_To do_
Among the lines of the records, find all that carry the word "compabitible" and copy them.

== Information given

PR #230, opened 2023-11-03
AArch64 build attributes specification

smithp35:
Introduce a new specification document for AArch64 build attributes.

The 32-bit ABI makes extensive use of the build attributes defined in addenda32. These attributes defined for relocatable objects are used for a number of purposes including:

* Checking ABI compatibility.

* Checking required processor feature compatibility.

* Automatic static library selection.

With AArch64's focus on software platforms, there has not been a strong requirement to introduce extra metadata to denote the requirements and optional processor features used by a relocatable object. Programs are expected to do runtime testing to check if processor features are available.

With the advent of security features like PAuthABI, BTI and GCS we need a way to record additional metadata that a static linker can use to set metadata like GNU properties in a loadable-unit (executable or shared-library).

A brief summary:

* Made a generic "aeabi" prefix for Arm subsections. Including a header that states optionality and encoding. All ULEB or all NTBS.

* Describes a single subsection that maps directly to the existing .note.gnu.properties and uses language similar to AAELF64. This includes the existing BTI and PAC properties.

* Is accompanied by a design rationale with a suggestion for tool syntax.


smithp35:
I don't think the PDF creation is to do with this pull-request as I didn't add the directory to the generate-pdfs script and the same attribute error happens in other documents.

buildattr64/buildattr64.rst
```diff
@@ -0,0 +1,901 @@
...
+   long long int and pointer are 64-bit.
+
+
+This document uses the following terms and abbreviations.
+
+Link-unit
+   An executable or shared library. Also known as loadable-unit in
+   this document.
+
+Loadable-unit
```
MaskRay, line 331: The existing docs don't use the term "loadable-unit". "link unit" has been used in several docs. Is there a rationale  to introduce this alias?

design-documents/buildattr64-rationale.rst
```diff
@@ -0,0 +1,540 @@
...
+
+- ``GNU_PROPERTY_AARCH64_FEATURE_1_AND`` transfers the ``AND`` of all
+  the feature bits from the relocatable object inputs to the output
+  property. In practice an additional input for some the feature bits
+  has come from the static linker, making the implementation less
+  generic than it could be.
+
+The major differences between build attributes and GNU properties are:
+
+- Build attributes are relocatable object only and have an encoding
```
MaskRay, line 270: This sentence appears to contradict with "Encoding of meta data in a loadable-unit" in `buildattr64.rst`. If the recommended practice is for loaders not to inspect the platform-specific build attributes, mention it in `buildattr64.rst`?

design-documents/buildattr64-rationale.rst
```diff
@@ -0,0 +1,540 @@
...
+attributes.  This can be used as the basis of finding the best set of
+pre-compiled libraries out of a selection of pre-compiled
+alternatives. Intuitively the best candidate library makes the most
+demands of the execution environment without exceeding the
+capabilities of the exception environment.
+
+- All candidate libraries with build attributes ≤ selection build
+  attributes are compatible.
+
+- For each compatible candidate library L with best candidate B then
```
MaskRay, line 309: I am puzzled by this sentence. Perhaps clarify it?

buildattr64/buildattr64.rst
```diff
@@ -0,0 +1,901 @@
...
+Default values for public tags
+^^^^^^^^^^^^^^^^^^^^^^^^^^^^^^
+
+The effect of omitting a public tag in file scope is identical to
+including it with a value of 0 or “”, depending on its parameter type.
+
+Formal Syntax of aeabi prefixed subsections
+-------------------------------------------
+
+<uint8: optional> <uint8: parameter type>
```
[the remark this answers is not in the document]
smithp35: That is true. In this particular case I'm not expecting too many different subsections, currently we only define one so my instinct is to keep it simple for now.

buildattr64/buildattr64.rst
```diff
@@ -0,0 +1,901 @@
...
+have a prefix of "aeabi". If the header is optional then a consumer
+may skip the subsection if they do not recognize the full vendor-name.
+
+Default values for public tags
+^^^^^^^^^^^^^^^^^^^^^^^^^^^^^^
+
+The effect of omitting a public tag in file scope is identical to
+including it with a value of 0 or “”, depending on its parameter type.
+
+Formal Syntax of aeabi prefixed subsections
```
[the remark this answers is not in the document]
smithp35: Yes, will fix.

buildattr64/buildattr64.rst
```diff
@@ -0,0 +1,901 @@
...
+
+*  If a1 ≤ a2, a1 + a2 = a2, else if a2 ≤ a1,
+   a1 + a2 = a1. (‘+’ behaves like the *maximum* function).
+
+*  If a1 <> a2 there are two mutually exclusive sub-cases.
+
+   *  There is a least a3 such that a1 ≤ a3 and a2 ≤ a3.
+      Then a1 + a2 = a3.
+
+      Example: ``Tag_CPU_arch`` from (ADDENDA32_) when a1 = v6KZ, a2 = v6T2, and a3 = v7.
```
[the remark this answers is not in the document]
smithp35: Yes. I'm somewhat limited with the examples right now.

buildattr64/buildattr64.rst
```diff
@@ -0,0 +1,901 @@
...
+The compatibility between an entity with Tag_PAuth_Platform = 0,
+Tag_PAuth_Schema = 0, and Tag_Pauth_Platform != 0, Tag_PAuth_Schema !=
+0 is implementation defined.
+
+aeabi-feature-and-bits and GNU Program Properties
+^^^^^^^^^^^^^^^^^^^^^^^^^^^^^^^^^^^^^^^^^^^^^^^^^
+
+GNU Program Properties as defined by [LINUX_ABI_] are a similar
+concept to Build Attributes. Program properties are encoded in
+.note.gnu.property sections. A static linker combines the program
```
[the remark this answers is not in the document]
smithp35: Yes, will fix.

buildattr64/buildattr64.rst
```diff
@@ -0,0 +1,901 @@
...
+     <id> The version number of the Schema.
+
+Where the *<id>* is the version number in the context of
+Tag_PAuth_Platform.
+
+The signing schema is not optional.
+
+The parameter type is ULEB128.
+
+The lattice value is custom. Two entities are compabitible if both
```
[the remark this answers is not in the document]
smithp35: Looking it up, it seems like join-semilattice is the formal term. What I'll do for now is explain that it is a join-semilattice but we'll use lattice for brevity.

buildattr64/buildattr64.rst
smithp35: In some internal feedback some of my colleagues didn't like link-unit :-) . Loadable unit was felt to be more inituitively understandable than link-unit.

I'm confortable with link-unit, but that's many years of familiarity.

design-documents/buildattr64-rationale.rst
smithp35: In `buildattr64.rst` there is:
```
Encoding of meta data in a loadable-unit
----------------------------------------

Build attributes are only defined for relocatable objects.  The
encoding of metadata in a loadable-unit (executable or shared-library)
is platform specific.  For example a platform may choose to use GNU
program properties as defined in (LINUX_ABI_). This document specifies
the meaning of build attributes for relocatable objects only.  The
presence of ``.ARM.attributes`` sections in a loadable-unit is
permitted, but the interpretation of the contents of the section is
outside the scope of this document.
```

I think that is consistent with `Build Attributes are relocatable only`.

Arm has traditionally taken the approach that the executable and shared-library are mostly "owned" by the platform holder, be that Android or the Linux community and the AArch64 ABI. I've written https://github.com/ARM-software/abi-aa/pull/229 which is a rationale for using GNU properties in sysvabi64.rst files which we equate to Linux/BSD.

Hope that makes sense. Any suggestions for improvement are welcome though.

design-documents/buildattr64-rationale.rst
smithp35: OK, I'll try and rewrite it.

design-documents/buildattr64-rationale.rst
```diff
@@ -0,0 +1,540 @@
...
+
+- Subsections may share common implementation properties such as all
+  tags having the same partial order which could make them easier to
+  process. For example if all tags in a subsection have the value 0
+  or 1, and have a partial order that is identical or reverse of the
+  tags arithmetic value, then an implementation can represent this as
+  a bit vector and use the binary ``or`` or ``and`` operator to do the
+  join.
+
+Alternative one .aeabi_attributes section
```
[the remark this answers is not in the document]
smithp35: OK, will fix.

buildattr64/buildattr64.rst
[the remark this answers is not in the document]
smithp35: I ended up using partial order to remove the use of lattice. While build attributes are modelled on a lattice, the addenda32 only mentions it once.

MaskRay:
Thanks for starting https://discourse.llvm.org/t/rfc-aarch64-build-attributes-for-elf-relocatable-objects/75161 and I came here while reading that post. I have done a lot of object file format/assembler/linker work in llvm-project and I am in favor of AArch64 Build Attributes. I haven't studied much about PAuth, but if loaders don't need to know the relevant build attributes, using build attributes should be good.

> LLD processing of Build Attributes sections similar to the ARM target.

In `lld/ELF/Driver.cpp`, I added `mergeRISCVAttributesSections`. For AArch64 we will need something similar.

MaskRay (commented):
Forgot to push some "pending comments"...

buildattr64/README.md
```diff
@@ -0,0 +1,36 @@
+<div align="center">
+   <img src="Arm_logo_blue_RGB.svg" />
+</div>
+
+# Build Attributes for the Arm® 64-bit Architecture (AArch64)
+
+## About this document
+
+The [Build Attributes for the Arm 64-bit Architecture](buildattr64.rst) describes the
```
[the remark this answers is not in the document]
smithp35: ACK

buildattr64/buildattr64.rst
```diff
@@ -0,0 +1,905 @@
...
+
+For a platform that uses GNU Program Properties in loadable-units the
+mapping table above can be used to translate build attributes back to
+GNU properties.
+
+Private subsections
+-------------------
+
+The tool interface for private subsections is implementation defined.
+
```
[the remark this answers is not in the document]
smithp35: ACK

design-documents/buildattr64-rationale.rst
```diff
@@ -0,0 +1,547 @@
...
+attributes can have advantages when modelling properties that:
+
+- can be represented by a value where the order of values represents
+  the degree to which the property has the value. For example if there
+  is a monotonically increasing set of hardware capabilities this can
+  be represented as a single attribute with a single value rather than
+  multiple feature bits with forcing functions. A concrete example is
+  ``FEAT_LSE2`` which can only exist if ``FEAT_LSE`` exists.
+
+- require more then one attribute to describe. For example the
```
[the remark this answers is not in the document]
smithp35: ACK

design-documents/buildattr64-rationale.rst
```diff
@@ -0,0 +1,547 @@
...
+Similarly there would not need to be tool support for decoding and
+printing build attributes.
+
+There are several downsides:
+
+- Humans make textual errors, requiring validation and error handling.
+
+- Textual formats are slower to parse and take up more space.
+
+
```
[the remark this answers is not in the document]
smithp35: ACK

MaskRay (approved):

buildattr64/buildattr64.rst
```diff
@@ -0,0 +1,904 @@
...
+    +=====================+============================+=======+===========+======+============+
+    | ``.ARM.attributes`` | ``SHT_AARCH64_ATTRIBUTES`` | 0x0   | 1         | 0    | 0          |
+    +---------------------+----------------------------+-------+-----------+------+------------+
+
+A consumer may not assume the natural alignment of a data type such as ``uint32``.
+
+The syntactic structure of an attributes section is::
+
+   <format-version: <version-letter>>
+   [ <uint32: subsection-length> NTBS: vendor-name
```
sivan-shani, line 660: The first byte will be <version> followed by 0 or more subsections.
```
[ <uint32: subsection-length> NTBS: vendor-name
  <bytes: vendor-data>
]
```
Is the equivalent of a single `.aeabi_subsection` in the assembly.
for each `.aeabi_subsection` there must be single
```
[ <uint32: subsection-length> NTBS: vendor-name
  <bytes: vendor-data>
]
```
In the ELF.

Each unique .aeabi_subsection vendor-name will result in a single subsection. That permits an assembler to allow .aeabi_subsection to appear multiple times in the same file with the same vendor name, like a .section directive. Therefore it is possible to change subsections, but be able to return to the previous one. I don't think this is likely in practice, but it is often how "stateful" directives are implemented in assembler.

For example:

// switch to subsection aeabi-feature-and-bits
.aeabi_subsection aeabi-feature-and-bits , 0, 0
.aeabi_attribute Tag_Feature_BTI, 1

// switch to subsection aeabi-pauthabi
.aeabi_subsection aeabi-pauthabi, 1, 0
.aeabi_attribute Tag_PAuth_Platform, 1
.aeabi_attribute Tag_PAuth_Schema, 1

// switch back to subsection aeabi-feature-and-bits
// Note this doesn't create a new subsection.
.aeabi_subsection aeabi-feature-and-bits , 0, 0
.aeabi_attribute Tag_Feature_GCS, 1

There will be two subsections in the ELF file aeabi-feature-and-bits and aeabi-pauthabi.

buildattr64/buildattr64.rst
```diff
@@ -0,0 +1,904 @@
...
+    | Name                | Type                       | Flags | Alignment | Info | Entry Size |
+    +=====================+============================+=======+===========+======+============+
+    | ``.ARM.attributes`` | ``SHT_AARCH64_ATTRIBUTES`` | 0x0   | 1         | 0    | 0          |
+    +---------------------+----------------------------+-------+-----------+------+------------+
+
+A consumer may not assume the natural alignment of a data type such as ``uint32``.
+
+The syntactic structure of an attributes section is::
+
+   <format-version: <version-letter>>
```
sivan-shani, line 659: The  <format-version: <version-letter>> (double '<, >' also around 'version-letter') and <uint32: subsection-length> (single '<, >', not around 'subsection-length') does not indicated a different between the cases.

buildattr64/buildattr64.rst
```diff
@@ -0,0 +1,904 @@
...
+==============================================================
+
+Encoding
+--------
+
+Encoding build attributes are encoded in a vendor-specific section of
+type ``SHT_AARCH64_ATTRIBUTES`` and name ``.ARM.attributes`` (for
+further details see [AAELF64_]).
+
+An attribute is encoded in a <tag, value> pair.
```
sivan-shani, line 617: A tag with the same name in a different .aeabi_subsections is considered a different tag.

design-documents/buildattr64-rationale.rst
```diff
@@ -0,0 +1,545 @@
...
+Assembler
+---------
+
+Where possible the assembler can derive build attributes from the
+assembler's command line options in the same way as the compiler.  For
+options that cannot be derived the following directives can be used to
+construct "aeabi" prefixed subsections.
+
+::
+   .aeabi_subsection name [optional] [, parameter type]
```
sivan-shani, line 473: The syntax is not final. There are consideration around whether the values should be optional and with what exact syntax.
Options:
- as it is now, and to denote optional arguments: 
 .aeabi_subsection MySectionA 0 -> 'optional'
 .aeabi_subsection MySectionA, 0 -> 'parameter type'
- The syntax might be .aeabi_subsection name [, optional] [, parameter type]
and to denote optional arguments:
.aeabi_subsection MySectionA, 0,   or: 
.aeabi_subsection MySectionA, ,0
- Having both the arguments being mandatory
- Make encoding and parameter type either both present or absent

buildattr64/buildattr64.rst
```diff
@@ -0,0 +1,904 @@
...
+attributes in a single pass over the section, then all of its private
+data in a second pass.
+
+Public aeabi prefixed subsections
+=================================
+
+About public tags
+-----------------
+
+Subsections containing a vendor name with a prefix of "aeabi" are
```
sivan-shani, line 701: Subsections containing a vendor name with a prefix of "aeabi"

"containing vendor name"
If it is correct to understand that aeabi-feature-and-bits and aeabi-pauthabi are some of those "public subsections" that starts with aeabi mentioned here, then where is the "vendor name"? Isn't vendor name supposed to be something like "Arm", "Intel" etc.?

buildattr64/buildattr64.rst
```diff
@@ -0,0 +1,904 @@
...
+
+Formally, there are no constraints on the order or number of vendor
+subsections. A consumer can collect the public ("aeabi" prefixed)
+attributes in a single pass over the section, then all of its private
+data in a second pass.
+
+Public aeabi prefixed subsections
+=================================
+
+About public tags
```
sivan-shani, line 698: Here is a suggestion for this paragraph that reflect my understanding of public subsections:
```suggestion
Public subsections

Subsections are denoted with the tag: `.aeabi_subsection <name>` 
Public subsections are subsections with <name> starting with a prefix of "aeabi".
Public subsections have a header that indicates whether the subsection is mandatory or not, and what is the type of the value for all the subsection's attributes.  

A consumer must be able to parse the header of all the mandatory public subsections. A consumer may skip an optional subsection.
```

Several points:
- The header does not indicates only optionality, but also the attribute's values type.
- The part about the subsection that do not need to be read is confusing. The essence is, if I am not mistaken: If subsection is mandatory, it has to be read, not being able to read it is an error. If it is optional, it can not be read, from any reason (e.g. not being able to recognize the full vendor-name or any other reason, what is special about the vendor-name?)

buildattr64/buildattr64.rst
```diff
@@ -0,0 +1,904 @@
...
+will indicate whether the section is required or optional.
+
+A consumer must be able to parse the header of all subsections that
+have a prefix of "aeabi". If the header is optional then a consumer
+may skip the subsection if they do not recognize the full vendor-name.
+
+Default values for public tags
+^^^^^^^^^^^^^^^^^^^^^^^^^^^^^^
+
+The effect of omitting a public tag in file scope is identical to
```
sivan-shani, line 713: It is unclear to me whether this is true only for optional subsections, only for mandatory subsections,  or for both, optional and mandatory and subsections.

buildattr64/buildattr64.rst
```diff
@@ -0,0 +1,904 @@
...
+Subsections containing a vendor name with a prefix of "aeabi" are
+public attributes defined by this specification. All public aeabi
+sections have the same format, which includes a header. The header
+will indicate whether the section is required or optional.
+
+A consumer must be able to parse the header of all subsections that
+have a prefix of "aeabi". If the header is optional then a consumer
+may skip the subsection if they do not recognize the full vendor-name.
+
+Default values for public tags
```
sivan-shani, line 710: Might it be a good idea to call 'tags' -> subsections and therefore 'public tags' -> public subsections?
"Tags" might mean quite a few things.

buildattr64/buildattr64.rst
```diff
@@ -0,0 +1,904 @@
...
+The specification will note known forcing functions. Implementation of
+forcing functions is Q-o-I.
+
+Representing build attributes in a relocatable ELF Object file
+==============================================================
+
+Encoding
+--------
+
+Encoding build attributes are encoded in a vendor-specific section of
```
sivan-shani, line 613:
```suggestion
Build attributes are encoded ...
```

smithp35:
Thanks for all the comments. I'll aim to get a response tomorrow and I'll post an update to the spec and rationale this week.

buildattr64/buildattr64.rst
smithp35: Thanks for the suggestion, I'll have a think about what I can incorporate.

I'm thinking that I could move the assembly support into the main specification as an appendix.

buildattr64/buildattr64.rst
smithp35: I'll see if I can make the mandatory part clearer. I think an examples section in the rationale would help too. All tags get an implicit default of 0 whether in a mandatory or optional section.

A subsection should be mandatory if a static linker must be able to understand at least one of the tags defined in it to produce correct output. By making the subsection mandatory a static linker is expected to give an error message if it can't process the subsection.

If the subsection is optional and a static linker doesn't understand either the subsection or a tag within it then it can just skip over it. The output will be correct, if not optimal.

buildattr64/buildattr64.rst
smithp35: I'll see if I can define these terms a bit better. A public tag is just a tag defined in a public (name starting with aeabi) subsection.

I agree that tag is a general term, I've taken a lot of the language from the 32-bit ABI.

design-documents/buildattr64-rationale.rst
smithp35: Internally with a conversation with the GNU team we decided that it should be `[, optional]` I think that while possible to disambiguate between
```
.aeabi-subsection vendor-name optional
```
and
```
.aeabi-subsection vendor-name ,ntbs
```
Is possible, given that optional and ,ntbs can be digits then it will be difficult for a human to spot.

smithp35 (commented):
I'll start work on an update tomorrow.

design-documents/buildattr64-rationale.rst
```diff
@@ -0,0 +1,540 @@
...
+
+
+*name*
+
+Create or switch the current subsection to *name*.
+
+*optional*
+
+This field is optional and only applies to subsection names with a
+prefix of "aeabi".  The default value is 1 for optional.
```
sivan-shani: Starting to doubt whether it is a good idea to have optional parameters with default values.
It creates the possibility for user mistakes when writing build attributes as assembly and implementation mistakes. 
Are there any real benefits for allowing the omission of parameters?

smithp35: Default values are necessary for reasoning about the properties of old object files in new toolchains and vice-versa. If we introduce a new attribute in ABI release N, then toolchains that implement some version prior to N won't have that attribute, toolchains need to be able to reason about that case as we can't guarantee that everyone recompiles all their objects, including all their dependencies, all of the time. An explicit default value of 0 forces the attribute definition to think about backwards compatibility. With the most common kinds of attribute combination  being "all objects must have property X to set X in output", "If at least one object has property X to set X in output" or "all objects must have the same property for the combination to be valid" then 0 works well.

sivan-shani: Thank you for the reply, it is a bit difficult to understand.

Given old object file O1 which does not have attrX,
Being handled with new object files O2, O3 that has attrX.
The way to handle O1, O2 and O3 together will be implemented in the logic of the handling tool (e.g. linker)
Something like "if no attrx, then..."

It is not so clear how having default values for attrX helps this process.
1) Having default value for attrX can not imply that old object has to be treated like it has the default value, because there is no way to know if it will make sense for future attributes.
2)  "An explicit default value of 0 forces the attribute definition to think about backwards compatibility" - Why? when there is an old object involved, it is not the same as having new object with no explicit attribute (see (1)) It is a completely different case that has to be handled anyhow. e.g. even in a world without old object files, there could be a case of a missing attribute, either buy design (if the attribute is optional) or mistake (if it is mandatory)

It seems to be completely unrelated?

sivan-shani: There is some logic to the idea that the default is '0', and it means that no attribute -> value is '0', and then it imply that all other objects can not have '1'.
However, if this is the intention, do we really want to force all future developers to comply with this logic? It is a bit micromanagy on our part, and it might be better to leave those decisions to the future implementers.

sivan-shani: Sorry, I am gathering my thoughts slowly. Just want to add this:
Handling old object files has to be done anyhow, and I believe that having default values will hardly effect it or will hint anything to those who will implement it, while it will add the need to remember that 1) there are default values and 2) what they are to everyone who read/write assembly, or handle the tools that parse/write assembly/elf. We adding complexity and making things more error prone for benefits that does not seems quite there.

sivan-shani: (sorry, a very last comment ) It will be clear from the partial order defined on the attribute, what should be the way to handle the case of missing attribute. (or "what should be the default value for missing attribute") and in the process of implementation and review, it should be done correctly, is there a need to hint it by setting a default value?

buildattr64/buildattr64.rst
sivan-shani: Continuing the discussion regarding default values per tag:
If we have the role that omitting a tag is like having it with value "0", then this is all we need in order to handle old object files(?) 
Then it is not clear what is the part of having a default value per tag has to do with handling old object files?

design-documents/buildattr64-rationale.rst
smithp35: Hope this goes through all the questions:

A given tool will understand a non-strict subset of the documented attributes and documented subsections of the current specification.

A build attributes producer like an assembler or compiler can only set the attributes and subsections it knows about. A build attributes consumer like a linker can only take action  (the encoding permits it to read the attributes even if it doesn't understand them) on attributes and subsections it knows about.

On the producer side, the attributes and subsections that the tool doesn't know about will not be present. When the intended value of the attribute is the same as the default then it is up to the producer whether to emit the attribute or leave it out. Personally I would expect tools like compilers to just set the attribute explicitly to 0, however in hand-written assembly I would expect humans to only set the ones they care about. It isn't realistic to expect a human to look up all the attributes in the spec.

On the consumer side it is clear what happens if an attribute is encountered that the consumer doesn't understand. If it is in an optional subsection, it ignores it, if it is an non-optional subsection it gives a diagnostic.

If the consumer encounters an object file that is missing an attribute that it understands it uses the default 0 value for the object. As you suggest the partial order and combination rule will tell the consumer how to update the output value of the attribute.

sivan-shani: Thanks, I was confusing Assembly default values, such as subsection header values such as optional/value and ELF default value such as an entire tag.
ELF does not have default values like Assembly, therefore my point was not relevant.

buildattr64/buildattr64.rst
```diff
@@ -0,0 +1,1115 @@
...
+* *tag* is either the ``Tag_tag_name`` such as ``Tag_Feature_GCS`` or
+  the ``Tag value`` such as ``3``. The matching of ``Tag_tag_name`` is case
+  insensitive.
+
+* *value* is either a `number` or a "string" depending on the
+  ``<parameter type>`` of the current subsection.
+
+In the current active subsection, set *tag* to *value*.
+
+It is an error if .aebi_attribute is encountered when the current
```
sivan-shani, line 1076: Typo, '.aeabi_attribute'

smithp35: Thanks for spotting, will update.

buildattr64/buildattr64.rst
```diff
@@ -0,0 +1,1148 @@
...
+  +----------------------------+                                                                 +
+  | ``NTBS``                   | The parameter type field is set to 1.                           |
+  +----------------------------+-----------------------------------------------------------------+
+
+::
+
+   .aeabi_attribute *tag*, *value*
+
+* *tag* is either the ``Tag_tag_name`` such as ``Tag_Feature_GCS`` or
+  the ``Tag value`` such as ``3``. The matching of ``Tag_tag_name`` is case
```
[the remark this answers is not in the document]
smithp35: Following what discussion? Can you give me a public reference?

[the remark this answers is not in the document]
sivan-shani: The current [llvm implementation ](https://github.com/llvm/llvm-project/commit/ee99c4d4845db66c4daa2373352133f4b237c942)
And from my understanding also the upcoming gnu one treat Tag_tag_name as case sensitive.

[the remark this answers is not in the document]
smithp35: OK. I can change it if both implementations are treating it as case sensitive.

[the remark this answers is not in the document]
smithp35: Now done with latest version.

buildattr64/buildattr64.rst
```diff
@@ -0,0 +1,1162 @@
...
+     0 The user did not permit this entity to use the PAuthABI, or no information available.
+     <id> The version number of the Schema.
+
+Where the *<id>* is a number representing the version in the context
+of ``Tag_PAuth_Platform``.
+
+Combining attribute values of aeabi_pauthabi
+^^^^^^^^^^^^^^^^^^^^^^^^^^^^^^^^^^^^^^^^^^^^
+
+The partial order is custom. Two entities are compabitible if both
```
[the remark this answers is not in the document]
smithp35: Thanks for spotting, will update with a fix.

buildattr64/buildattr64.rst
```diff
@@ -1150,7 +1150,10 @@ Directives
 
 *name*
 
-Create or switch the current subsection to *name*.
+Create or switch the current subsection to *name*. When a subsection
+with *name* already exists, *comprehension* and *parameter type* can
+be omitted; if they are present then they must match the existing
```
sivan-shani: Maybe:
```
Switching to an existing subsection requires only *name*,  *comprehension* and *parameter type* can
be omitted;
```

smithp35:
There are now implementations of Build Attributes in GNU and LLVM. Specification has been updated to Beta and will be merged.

====

_Answer for the task_
+The lattice value is custom. Two entities are compabitible if both
+The partial order is custom. Two entities are compabitible if both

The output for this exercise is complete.